When I taught English, my students would come to me for help on their essays. More accurately they were seeking better grades.
They would stand by my desk or I’d stand by theirs and they would be worried. Or annoyed. Or both. “Read this out loud,” I would tell them. “This sentence here.”
“But I want my whole essay to improve.”
“I understand,” I’d say. “But first we need to take this one sentence at a time.”
Oh, the sighs! The eye rolls! The groans! This seemed like a lot of work.
Because it was.
Still, I asked them to listen while they read to me.
Sometimes their words fell like stones, the diction overwrought or imprecise. Other times the parts of their sentences were out of place. Unclear modification. Passive voice. Agreement issues with subjects and verbs or pronouns.
The weaknesses varied; what these kids had in common, however, was a sense of helplessness. They’d look at me and shrug.
“I know it sucks.” (They were right.)
“But I don’t know how else to say it. There IS no other way.” (They were wrong.)
These students had given away their power. They surrendered control insisting that once they had written something, that was THE END. Done and done. Forever.
This reaction was due in part to natural human laziness. I’d given them an assignment and they had completed it. Why would they rewrite a sentence or a paragraph or (perish the thought) an entire essay? They didn’t want to. I get that. I do.
But the larger issue, I believed then and still believe, was their false assumption that there was no other way to say it.
They felt trapped in a cage of their own words while, behind them, the door was open.
So we’d listen again to one single awkward sentence, and I’d ask them to explain to me in casual language what they meant.
Keep it simple. Uncomplicated. Just tell me what you’re trying to say.
My goal was to help them unravel the meaning behind their words so they might string them together more effectively.
“You’re in charge,” I would repeat. “Individual words have no power. You pick each one and stick them where you think they should belong. Then, if the sentence doesn’t work, pull the words apart and try again.”

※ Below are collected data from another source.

PR #1689, opened 2024-10-25
Allow hiding warnings in Scarb output

### LINKED ISSUE #1660: Add option to hide warnings but not errors in Scarb output

DelevoXDG:
Add `no-warning` verbosity option, available as `--no-warning` flag or env var setting

Closes #1660

### DIFF
--- a/utils/scarb-ui/src/args/verbosity.rs
+++ b/utils/scarb-ui/src/args/verbosity.rs
@@ -24,6 +24,15 @@ pub struct VerbositySpec {
     quiet: u8,
 
     #[arg(
+    long = "no-warnings",
+    action = clap::ArgAction::SetTrue,
+    global = true,
+    help = "Decrease logging verbosity, hiding warnings but still showing errors.",
+    conflicts_with_all = &["verbose", "quiet"]
+    )]
+    no_warnings: bool,
+
+    #[arg(
         long,
         global = true,
         help = "Set UI verbosity level by name.",
@@ -35,7 +44,8 @@ pub struct VerbositySpec {
 impl Verbosity {
     fn level_value(level: Self) -> i8 {
         match level {
-            Self::Quiet => -1,
+            Self::Quiet => -2,
+            Self::NoWarnings => -1,
             Self::Normal => 0,
             Self::Verbose => 1,
         }
@@ -43,16 +53,17 @@ impl Verbosity {
 }
 
 impl VerbositySpec {
-    /// Whether any verbosity flags (either `--verbose` or `--quiet`)
+    /// Whether any verbosity flags (either `--verbose`, `--quiet`, or `--no-warnings`)
     /// are present on the command line.
     pub fn is_present(&self) -> bool {
-        self.verbose != 0 || self.quiet != 0
+        self.verbose != 0 || self.quiet != 0 || self.no_warnings
     }
 
     /// Convert the verbosity specification to a [`tracing_core::LevelFilter`].
     pub fn as_trace(&self) -> String {
         let level = match self.integer_verbosity() {
-            i8::MIN..=-1 => tracing_core::LevelFilter::OFF,
+            i8::MIN..=-2 => tracing_core::LevelFilter::OFF,
+            -1 => tracing_core::LevelFilter::ERROR,
             0 => tracing_core::LevelFilter::ERROR,
             1 => tracing_core::LevelFilter::WARN,
             2 => tracing_core::LevelFilter::INFO,
@@ -63,13 +74,22 @@ impl VerbositySpec {
     }
 
     fn integer_verbosity(&self) -> i8 {
-        let int_level = (self.verbose as i8) - (self.quiet as i8);
-        if self.is_present() {
-            int_level
+        if self.no_warnings {
+            -1
         } else {
-            self.verbosity
-                .map(Verbosity::level_value)
-                .unwrap_or(int_level)
+            let int_level = if self.no_warnings {
+                -1
+            } else {
+                (self.verbose as i8) - (self.quiet as i8 * 2)
+            };
+
+            if self.is_present() {
+                int_level
+            } else {
+                self.verbosity
+                    .map(Verbosity::level_value)
+                    .unwrap_or(int_level)
+            }
         }
     }
 }
@@ -77,7 +97,8 @@ impl VerbositySpec {
 impl From<VerbositySpec> for Verbosity {
     fn from(spec: VerbositySpec) -> Self {
         match spec.integer_verbosity() {
-            v if v < 0 => Verbosity::Quiet,
+            v if v < -1 => Verbosity::Quiet,
+            -1 => Verbosity::NoWarnings,
             0 => Verbosity::Normal,
             _ => Verbosity::Verbose,
         }
@@ -92,6 +113,7 @@ mod tests {
     use crate::Verbosity;
 
     #[test_case(Verbosity::Quiet)]
+    #[test_case(Verbosity::NoWarnings)]
     #[test_case(Verbosity::Normal)]
     #[test_case(Verbosity::Verbose)]
     fn verbosity_serialization_identity(level: Verbosity) {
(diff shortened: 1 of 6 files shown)


utils/scarb-ui/src/verbosity.rs
```diff
@@ -14,6 +14,10 @@ pub enum Verbosity {
     ///
     /// String representation: `quiet`.
     Quiet,
+    /// Avoid printing warnings to standard output.
+    ///
+    /// String representation: `no-warnings`.
+    NoWarnings,
```
maciektr, line 20: This can be
```suggestion
    Error,
```
Indicating that it will print errors but not warnings

utils/scarb-ui/src/lib.rs
maciektr, line 1: You also need to change https://github.com/software-mansion/scarb/blob/dd56c334f0689f1deea70d4355879497aaf8b6c8/utils/scarb-ui/src/lib.rs#L106
so it is `> Verbosity::Quiet`.

utils/scarb-ui/src/lib.rs
```diff
@@ -140,7 +140,9 @@ impl Ui {
 
     /// Print a warning to the user.
     pub fn warn(&self, message: impl AsRef<str>) {
-        self.print(TypedMessage::styled("warn", "yellow", message.as_ref()))
+        if self.verbosity > Verbosity::NoWarnings {
```
maciektr, line 143: Why `>` and not `>=`? 🤔

utils/scarb-ui/src/args/verbosity.rs
```diff
@@ -100,29 +122,33 @@ mod tests {
...
-    #[test_case(1, 0, Verbosity::Quiet, tracing_core::LevelFilter::OFF)]
-    #[test_case(0, 0, Verbosity::Normal, tracing_core::LevelFilter::ERROR)]
-    #[test_case(0, 1, Verbosity::Verbose, tracing_core::LevelFilter::WARN)]
-    #[test_case(0, 2, Verbosity::Verbose, tracing_core::LevelFilter::INFO)]
-    #[test_case(0, 3, Verbosity::Verbose, tracing_core::LevelFilter::DEBUG)]
-    #[test_case(0, 4, Verbosity::Verbose, tracing_core::LevelFilter::TRACE)]
-    #[test_case(0, 5, Verbosity::Verbose, tracing_core::LevelFilter::TRACE)]
+    #[test_case(2, 0, false, Verbosity::Quiet, tracing_core::LevelFilter::OFF)]
+    #[test_case(1, 0, false, Verbosity::Quiet, tracing_core::LevelFilter::OFF)]
+    #[test_case(0, 0, false, Verbosity::Normal, tracing_core::LevelFilter::ERROR)]
```
maciektr, line 133: Why we do not need to change this tests, if we do: 
```
impl From<VerbositySpec> for Verbosity {
    fn from(spec: VerbositySpec) -> Self {
        match spec.integer_verbosity() {
            v if v < -1 => Verbosity::Quiet,
            -1 => Verbosity::NoWarnings,
```
Shouldn't `quiet=1, verbose=0` be the new one then? 🤔

utils/scarb-ui/src/args/verbosity.rs
```diff
@@ -63,21 +74,31 @@ impl VerbositySpec {
...
-        if self.is_present() {
-            int_level
+        if self.no_warnings {
+            -1
         } else {
-            self.verbosity
-                .map(Verbosity::level_value)
-                .unwrap_or(int_level)
+            let int_level = if self.no_warnings {
+                -1
```
maciektr, line 81: Why check twice? 🤔 
Can we do 
``` 
if self.no_warnings {
    return -1;
}
``` 
at the beginning of this function, and avoid changing anything else?

utils/scarb-ui/src/verbosity.rs
DelevoXDG: That was my initial thought too, but we have some outputs that aren’t warnings or errors, like:
```rs
    ws.config()ui().print(Status::new("Packaging", &pkg_id.to_string()));
```
I figured we probably want to keep these messages and only mute warnings, so `NoWarnings` seemed more fitting.

utils/scarb-ui/src/lib.rs
DelevoXDG: We can, but why? 😄

utils/scarb-ui/src/lib.rs
DelevoXDG: The goal here is to avoid printing warnings when verbosity is set to `NoWarnings`. 

Using `> Verbosity::NoWarnings` directly communicates that intent, unlike using `>= Verbosity::Normal` for this purpose.

utils/scarb-ui/src/args/verbosity.rs
DelevoXDG: I'm not sure I understand, `quiet=1, verbose=0` shouldn't produce any different verbosity level than before? That's not something this PR aims to change 🤔

utils/scarb-ui/src/lib.rs
maciektr: So we have:
- Quite: never prints
- Error: print() + error()
- Normal: print() + error() + warn()
- Verbose: print() + error() + warn() + verbose()
Otherwise, you would omit `print()` with --no-warnings, right? 🤔

utils/scarb-ui/src/lib.rs
maciektr: Right, sorry :D

utils/scarb-ui/src/args/verbosity.rs
DelevoXDG: Yep, I initially added the check at the beginning of the function, but later thought setting `int_level` first is just more in line with existing approach. Removed the extra check 👍🏻

utils/scarb-ui/src/args/verbosity.rs
maciektr: But you are changing `impl From<VerbositySpec> for Verbosity` which is used to parse it, right?

DelevoXDG: I am, but only to create conditions for setting `NoWarnings` verbosity level, without affecting impact of `--quiet` and `--verbose` flags on settings their respectful verbosity level.

utils/scarb-ui/src/verbosity.rs
maciektr: Yes, I would still use `ERROR` as it's more customary

utils/scarb-ui/src/lib.rs
DelevoXDG: Snap, you're right 😄 

Good catch, fixed it

utils/scarb-ui/src/verbosity.rs
DelevoXDG: Are you sure it's more customary? Unlike `--quiet`, `--verbose` and `--no-warnings`, `--error` imo doesn't seem like a flag directly related to verbosity, and reading docs will be required to understand what it actually does.

utils/scarb-ui/src/args/verbosity.rs
```diff
@@ -63,7 +74,12 @@ impl VerbositySpec {
     }
 
     fn integer_verbosity(&self) -> i8 {
-        let int_level = (self.verbose as i8) - (self.quiet as i8);
+        let int_level = if self.no_warnings {
+            -1
+        } else {
+            (self.verbose as i8) - (self.quiet as i8 * 2)
```
maciektr, line 80: Let's just conditionally subtract 1 if quiet is used instead of multiplication

utils/scarb-ui/src/verbosity.rs
maciektr: Hmm, I see what you mean, but personally I would stick with Error even if this does not fully reflect what we do, instead of using a negation 🤔 wdyt?

utils/scarb-ui/src/args/verbosity.rs
maciektr: Makes sense

maciektr (commented):
Hi! 👋 
I'd like to get back to this :D

utils/scarb-ui/src/args/verbosity.rs
DelevoXDG: Do you mean something like:

```suggestion
            (self.verbose as i8) - (self.quiet as i8) - (if self.quiet > 0 { 1 } else { 0 })
```

Not sure if it's better, but maybe we can just do:
```suggestion
            self.verbose as i8) - (self.quiet as i8) - (self.quiet as i8)
```
if you specifically don't like multiplication

utils/scarb-ui/src/verbosity.rs
DelevoXDG: I think it's useful for the flag to be directly related to what we do. 

> instead of using a negation 🤔 wdyt?

I'm not sure I see a problem in negation per se, we use it all the time already: `--no-build`, `--no-verify`, `--no-deps`, `--no-color` - the latter is directly related to output same as `--no-warnings`. 

For me, CURL comes to mind with:
- `--silent` -  hides progress / info output, i.e. hides all messages.
- `--show-error` - ensures errors are printed despite silence, while rest of the messages are silent.

I feel like if flag `--show-error` would actually keep both errors **and** regular messages, it would be misleading. Similarly here, I fee like `--error` flag would be misleading.

Thoughts?

utils/scarb-ui/src/args/verbosity.rs
maciektr: I just want this level to represent the number of times `-q` has been selected, starting from `-2`, so it's `-q = -2`, `-qq = -3`, `-qqq = -4` etc. The values we get now do not represent the actual integer level we mean by the input.

utils/scarb-ui/src/verbosity.rs
maciektr: I don't have a problem with `--no-warnings` CLI flag - it serves the purpose well. However, I don't particularly like the `NoWarnings` level of `Verbosity` (i.e. `SCARB_UI_VERBOSITY` env value). I still fell like usually verbosity levels are modeled around nouns and not negations (e.g. https://docs.rs/clap-verbosity/latest/clap_verbosity/enum.Level.html).

DelevoXDG: > I still fell like usually verbosity levels are modeled around nouns and not negations (e.g. https://docs.rs/clap-verbosity/latest/clap_verbosity/enum.Level.html).

Sure, but they mean something different in this context - if logging level is set to `Error`, it's expected **nothing** is printed except for errors.

If we're intending to keep logging level structure similar to the one you linked, we might consider handling `--no-warnings` separately altogether (with a separate env var as well).

We might want to add `ERROR` level in the future, and it would filter both everything that's below error level. 
Otherwise, having `SCARB_UI_VERBOSITY = ERROR` right now that is not behaving how you would **normally** expect it to seems misleading to me.

maciektr: > if logging level is set to Error, it's expected nothing is printed except for errors

I don't agree with this statement. If logging verbosity is set to `WARN` it doesn't mean that you only print warnings, but warning and errors. And for `INFO`, you would print three types of messages, etc. 
We categorize our messages into levels of verbosity and impose some arbitrary ordering between them. 
If "ERROR" sounds misleading to you, maybe `PRINT` or something like this? 
Otherwise, by extending your logic, the next level should be `NoWarningsNoErrorsNoPrints`, etc. 

> If we're intending to keep logging level structure similar to the one you linked, we might consider handling --no-warnings separately altogether (with a separate env var as well).

I thought about it as well, but IMHO it complicates this on both ends unnecessarily. 

>  Also, we might want to add level in the future that would filter everything that's below error level, and there's no other name than ERROR for that 😅

You can suggest different noun :D Apart from this very philosophical discussion the PR looks ready to me :D

maciektr (approved):

maciektr (approved):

In theory being told YOU ARE IN CONTROL should be empowering; instead, these students were frustrated. They didn’t want to think more (or in some cases less).
The same holds true in life: We throw up our hands and say, “It is what it is. I can’t do anything about it.”
We remain in cages of our own making.
(This is Bella. She walked into our puppy’s pen on her own and stayed there with the door wide open.)
Stuck in ruts, mired down by mud, we make irrational, destructive choices. Convinced there’s no other option, we let ourselves off the hook.
We say The floundering sentence has been written. I am helpless when it sinks instead of I wrote that floundering sentence. What can I change to make it float?
Of course some things (terrible things) are beyond our control.
A grim diagnosis. Job loss. Betrayal. Abandonment. The death of a loved one. This is not what I’m talking about.
I’m targeting issues we can fix if we do the hard work. One sentence at a time.
(Side note: Perfection is not the goal; sometimes a sentence ends in a preposition. I never gave anyone a bad grade over a preposition.)
What I’m suggesting is this:
Consider a challenge in your life, a cage that tempts you to stay put. Go ahead. Close your eyes. Think.
I know it sucks but…
Be gentle with yourself. Remember you’re not lazy. (Okay, maybe you are.) But you are also tired. Or brainwashed.
There is no other way, you think.
Now turn around.
Behind you is an open door.
What are your true intentions? What story do you wish to tell?
Unravel one sentence at a time, and you might improve the entire essay.
(If you need help editing your life, ask for it. There are teachers everywhere who want you to succeed.)
Erase. Rewrite. Delete. Repeat.
You’re in charge. You always were.
Reclaim your sentences until they sing your song.